◆ DATASET EXCERPTS ◆
PR #1252, opened 2022-05-06
Replace the command in the topic Configuring Satellite to use Externa…

mjivraja:
Replace the command in the topic Configuring Satellite to use External Databases

The installer flags need to be updated as they should have the
correct username. The command replacement is applicable to
connected and disconnected networks both.

External database documentation needs modification for user

https://issues.redhat.com/browse/SATDOC-751

Cherry-pick into:

* [ ] Foreman 3.2
* [ ] Foreman 3.1


maximiliankolb (approved):
LGTM.

Please limit your commit message to 50 characters if possible. You can always add more (and should, if it's anything non-trivial) to why you made the change after an empty line.

mjivraja:
> LGTM.
> 
> Please limit your commit message to 50 characters if possible. You can always add more (and should, if it's anything non-trivial) to why you made the change after an empty line.

Noted @maximiliankolb 
I will take care of the character limit in the title of a commit.

Thank you for notifying.  :)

◆ INSTRUCTIONS FOR THE TASK ◆
Exactly as written, give the line containing "correct username. The" and all remaining lines of the records.

◆ ANSWER TO THIS EXERCISE ◆
correct username. The command replacement is applicable to
connected and disconnected networks both.

External database documentation needs modification for user

https://issues.redhat.com/browse/SATDOC-751

Cherry-pick into:

* [ ] Foreman 3.2
* [ ] Foreman 3.1


maximiliankolb (approved):
LGTM.

Please limit your commit message to 50 characters if possible. You can always add more (and should, if it's anything non-trivial) to why you made the change after an empty line.

mjivraja:
> LGTM.
> 
> Please limit your commit message to 50 characters if possible. You can always add more (and should, if it's anything non-trivial) to why you made the change after an empty line.

Noted @maximiliankolb 
I will take care of the character limit in the title of a commit.

Thank you for notifying.  :)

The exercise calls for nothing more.